# Speckled trout closes noon on wednesday



## speckhunter80 (Oct 3, 2011)

FF- 9-2014















PROCLAMATION



RE: SPOTTED SEATROUT 



Dr. Louis B. Daniel III, Director, Division of Marine Fisheries, hereby announces that effective 12:01 P.M. Wednesday, February 5, 2014, the following will apply to spotted seatrout:



I. HARVEST RESTRICTIONS



It is unlawful to possess, transport, buy, sell or offer for sale spotted seatrout in coastal and joint fishing waters of North Carolina except dealers will have until Wednesday, February 12, 2014 to dispose of unfrozen spotted seatrout in their possession taken prior to the closure. 



II. GENERAL INFORMATION



A. This proclamation is issued under the authority of N.C.G. S. 113-170.4; 113-170.5; 113-182; 113-221.1; 143B-289.52 and N.C. Fisheries Rules 15A NCAC 03H .0103, and 03M .0512.



B. It is unlawful to violate the provisions of any proclamation issued by the Fisheries Director under his delegated authority pursuant to N.C. Marine Fisheries Rule 15A NCAC 03H .0103.



C. This action was taken to control fishing effort following a severe cold stun event under the approved management strategy in the Spotted Seatrout Fishery Management Plan. 

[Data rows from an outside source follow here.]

Issue #2620, opened 2019-04-03
Site security icon color is not set immediately


sblatz:
When we set the `securityIconColor` on the `BrowserToolbar`, the color resource for the `securityIcon` in `DisplayToolbar` is not changed until `setSiteSecurity` is called. We should change this so that color setting is applied immediately.

PR #2625, opened 2019-04-03
Closes #2615: Adds titleView to DisplayToolbar.

### LINKED ISSUE #2615: Add a title view as optional text on the DisplayToolbar
In Fenix we will want the option to display the title of a website in custom tabs. Because of this, we'll need to create a `titleView` that is optionally shown in the `DisplayToolbar`

See [here](https://github.com/mozilla-mobile/fenix/issues/203#issuecomment-463426620) for more info.

sblatz:
### Pull Request checklist

### DIFF
--- a/components/browser/toolbar/src/main/java/mozilla/components/browser/toolbar/BrowserToolbar.kt
+++ b/components/browser/toolbar/src/main/java/mozilla/components/browser/toolbar/BrowserToolbar.kt
@@ -193,6 +193,15 @@ class BrowserToolbar @JvmOverloads constructor(
         }
 
     /**
+     * Sets the colour of the text for title displayed in the toolbar.
+     */
+    var titleColor: Int
+        get() = displayToolbar.urlView.currentTextColor
+        set(value) {
+            displayToolbar.titleView.setTextColor(value)
+        }
+
+    /**
      * Sets the colour of the text for the URL/search term displayed in the toolbar.
      */
     var textColor: Int
@@ -200,6 +209,15 @@ class BrowserToolbar @JvmOverloads constructor(
         set(value) {
             displayToolbar.urlView.setTextColor(value)
             editToolbar.urlView.setTextColor(value)
+        }
+
+    /**
+     * Sets the size of the text for the title displayed in the toolbar.
+     */
+    var titleTextSize: Float
+        get() = displayToolbar.titleView.textSize
+        set(value) {
+            displayToolbar.titleView.textSize = value
         }
 
     /**
@@ -295,6 +313,13 @@ class BrowserToolbar @JvmOverloads constructor(
     private var state: State = State.DISPLAY
     private var searchTerms: String = ""
     private var urlCommitListener: ((String) -> Boolean)? = null
+
+    override var title: String = ""
+        set(value) {
+            displayToolbar.updateTitle(value)
+
+            field = value
+        }
 
     override var url: CharSequence = ""
         set(value) {
--- a/components/browser/toolbar/src/main/java/mozilla/components/browser/toolbar/display/DisplayToolbar.kt
+++ b/components/browser/toolbar/src/main/java/mozilla/components/browser/toolbar/display/DisplayToolbar.kt
@@ -10,6 +10,7 @@ import android.support.v4.content.ContextCompat
 import android.support.v7.widget.AppCompatImageButton
 import android.support.v7.widget.AppCompatImageView
 import android.support.v7.widget.AppCompatTextView
+import android.text.TextUtils
 import android.util.TypedValue
 import android.view.Gravity
 import android.view.View
@@ -66,7 +67,7 @@ import mozilla.components.ui.icons.R.drawable.mozac_ic_lock
  *
  */
 @SuppressLint("ViewConstructor") // This view is only instantiated in code
-@Suppress("LargeClass")
+@Suppress("LargeClass", "TooManyFunctions")
 internal class DisplayToolbar(
     context: Context,
     val toolbar: BrowserToolbar
@@ -87,6 +88,16 @@ internal class DisplayToolbar(
         // with a value or null text behind the icon can be selectable.
         // https://github.com/mozilla-mobile/reference-browser/issues/448
         setOnClickListener(null)
+    }
+
+    internal val titleView = AppCompatTextView(context).apply {
+        id = R.id.mozac_browser_toolbar_title_view
+        gravity = Gravity.CENTER_VERTICAL
+        textSize = URL_TEXT_SIZE
+        visibility = View.GONE
+        ellipsize = TextUtils.TruncateAt.END
+
+        setSingleLine(true)
     }
 
     internal val urlView = AppCompatTextView(context).apply {
@@ -195,9 +206,18 @@ internal class DisplayToolbar(
 
     init {
         addView(siteSecurityIconView)
+        addView(titleView)
         addView(urlView)
         addView(menuView)
         addView(progressView)
+    }
+
+    /**
+     * Updates the title to be displayed.
+     */
+    fun updateTitle(title: String) {
+        titleView.text = title
+        titleView.visibility = if (title.isEmpty()) View.GONE else View.VISIBLE
     }
 
     /**
@@ -306,7 +326,8 @@ internal class DisplayToolbar(
         val height = MeasureSpec.getSize(heightMeasureSpec)
 
         val fixedHeightSpec = MeasureSpec.makeMeasureSpec(height, MeasureSpec.EXACTLY)
-
+        val halfFixedHeightSpec = MeasureSpec
+                .makeMeasureSpec(height / MEASURED_HEIGHT_DENOMINATOR, MeasureSpec.EXACTLY)
         setMeasuredDimension(width, height)
 
         // The icon and menu fill the whole height and have a square shape
@@ -325,7 +346,15 @@ internal class DisplayToolbar(
         val urlWidth = (width - iconSize - browserActionsWidth - pageActionsWidth -
             menuWidth - navigationActionsWidth - 2 * urlBoxMargin)
         val urlWidthSpec = MeasureSpec.makeMeasureSpec(urlWidth, MeasureSpec.EXACTLY)
-        urlView.measure(urlWidthSpec, fixedHeightSpec)
+
+        if (titleView.isVisible()) {
+            // With a title view, the url and title split the rest of the space vertically
+            titleView.measure(urlWidthSpec, halfFixedHeightSpec)
+            urlView.measure(urlWidthSpec, halfFixedHeightSpec)
+        } else {
+            // With no title view, the url view takes up the rest of the space
+            urlView.measure(urlWidthSpec, fixedHeightSpec)
+        }
 
         val progressHeightSpec = MeasureSpec.makeMeasureSpec(resources.pxToDp(PROGRESS_BAR_HEIGHT_DP),
                 MeasureSpec.EXACTLY)
@@ -427,10 +456,32 @@ internal class DisplayToolbar(
         //   | navigation  | icon | url       [ page    ] | browser  | menu |
         //   |   actions   |      |           [ actions ] | actions  |      |
         //   +-------------+------+-----------------------+----------+------+
-
         val iconWidth = if (siteSecurityIconView.isVisible()) siteSecurityIconView.measuredWidth else 0
         val urlLeft = navigationActionsWidth + iconWidth + urlBoxMargin
-        urlView.layout(urlLeft, 0, urlLeft + urlView.measuredWidth, measuredHeight)
+
+        // If the titleView is visible, it will appear above the URL:
+        //   +-------------+------+-----------------------+----------+------+
+        //   | navigation  | icon |  title       [ page    ] | browser  | menu |
+        //   |   actions   |      |  url         [ actions ] | actions  |      |
+        //   +-------------+------+-----------------------+----------+------+
+        if (titleView.isVisible()) {
+            val totalTextHeights = urlView.measuredHeight + titleView.measuredHeight
+            val totalAvailablePadding = height - totalTextHeights
+            val padding = totalAvailablePadding / MEASURED_HEIGHT_DENOMINATOR
+
+            titleView.layout(
+                    urlLeft,
+                    padding,
+                    urlLeft + titleView.measuredWidth,
+                    padding + titleView.measuredHeight)
+            urlView.layout(
+                    urlLeft,
+                    padding + titleView.measuredHeight,
+                    urlLeft + urlView.measuredWidth,
+                    padding + titleView.measuredHeight + urlView.measuredHeight)
+        } else {
+            urlView.layout(urlLeft, 0, urlLeft + urlView.measuredWidth, measuredHeight)
+        }
 
         // The progress bar by default is going to be drawn at the bottom of the toolbar, top if defined:
         progressView.layout(
@@ -449,6 +500,7 @@ internal class DisplayToolbar(
     }
 
     companion object {
+        internal const val MEASURED_HEIGHT_DENOMINATOR = 2
         internal const val URL_FADING_EDGE_SIZE_DP = 24
 
         const val BOTTOM_PROGRESS_BAR = 0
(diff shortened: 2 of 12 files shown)


components/feature/customtabs/src/main/java/mozilla/components/feature/customtabs/CustomTabsToolbarFeature.kt
```diff
@@ -23,6 +23,7 @@ import mozilla.components.concept.toolbar.Toolbar
 import mozilla.components.support.base.feature.BackHandler
 import mozilla.components.support.base.feature.LifecycleAwareFeature
 import mozilla.components.support.ktx.android.content.share
+import java.net.URL
```
jonalmeida: `android.net.Uri` or the extension function for `String.toUri` is probably better.

components/feature/toolbar/src/main/java/mozilla/components/feature/toolbar/ToolbarPresenter.kt
```diff
@@ -10,6 +10,7 @@ import mozilla.components.browser.session.Session
 import mozilla.components.browser.session.SessionManager
 import mozilla.components.concept.toolbar.Toolbar
 import mozilla.components.feature.toolbar.internal.URLRenderer
+import java.net.URL
```
jonalmeida: `android.net.Uri` or the extension function for `String.toUri` here as well.

components/feature/toolbar/src/main/java/mozilla/components/feature/toolbar/ToolbarPresenter.kt
```diff
@@ -64,16 +65,39 @@ class ToolbarPresenter(
...
     }
 
     override fun onUrlChanged(session: Session, url: String) {
-        renderer.post(url)
+        renderer.post(getURLToPost(session, url))
         toolbar.setSearchTerms(session.searchTerms)
     }
 
+    private fun getURLToPost(session: Session, url: String): String {
+        return if (session.isCustomTabSession()) {
```
jonalmeida: I'm not a fan of adding custom tab checks around the codebase since it increases our complexity in multiple components at once. How about always passing the url in, and when `displayTitle` is enabled, parse the url for the host in the CustomTabsToolbarFeature itself which does the global "isCustomTab" check in one place.

components/browser/toolbar/src/main/java/mozilla/components/browser/toolbar/BrowserToolbar.kt
```diff
@@ -101,6 +101,12 @@ class BrowserToolbar @JvmOverloads constructor(
             }
         }
 
+    override var displayTitle: Boolean
+        get() = displayToolbar.titleView.isVisible()
+        set(value) {
+            displayToolbar.titleView.visibility = if (value) View.VISIBLE else View.GONE
+        }
```
pocmo: Does this need to be a separate flag or can this be controlled by whether a title is set or not? Not every page has a title so I assume if there's no title then we do not want to display this view?

components/browser/toolbar/src/main/java/mozilla/components/browser/toolbar/display/DisplayToolbar.kt
```diff
@@ -89,6 +89,15 @@ internal class DisplayToolbar(
         setOnClickListener(null)
     }
 
+    internal val titleView = AppCompatTextView(context).apply {
+        id = R.id.mozac_browser_toolbar_title_view
+        gravity = Gravity.CENTER_VERTICAL
+        textSize = URL_TEXT_SIZE
+        visibility = View.GONE
+
+        setSingleLine(true)
```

D. It is the intent of the Fisheries Director to open the spotted seatrout season for commercial and recreational fishing by proclamation on June 15, 2014 after surviving fish have had the opportunity to spawn.



E. This proclamation supersedes Proclamation FF-7-2013 dated February 8, 2013 and FF-20-2012, dated March 26, 2012.









February 3, 2014

9:00 A.M


----------



## KB Spot Chaser (Nov 19, 2009)

took long enough


----------



## StillSearchin (Apr 9, 2007)

CCANC finally got their wish, catch and release only. Fully expect a fly fishing only designation within the next couple years. 

Booyah!!!!!!!!!!!


----------



## WNCRick (Sep 24, 2007)

heard about a few kills, that sucks.....


----------



## speckhunter80 (Oct 3, 2011)

More then a few . The Pungo and Bath Creek was loaded with dead and stunned fish


----------



## WNCRick (Sep 24, 2007)

further north, so you know better than I do, still a shame after a couple good years


----------



## jakiger (Sep 22, 2006)

WNCRick said:


> further north, so you know better than I do, still a shame after a couple good years





http://www.northcarolinasportsman.com/details.php?id=4025


----------



## WNCRick (Sep 24, 2007)

thanks speck.....


----------



## AbuMike (Sep 3, 2007)

speckhunter80 said:


> More then a few . The Pungo and Bath Creek was loaded with dead and stunned fish


Bath Creek what a great place, hate to hear this. I have spent many an hour catching in there..


----------



## dlpetrey (Oct 30, 2013)

Terrible. And not one thing can be done about it. Saw all the trout...puppies too?


----------



## Ghostrider (Jul 27, 2010)

Does this mean that there will be no trout fishing off the piers through the spring and summer?


----------



## Ryan Y (Dec 1, 2005)

Yea until June 15th.


----------



## speckhunter80 (Oct 3, 2011)

Ghostrider said:


> Does this mean that there will be no trout fishing off the piers through the spring and summer?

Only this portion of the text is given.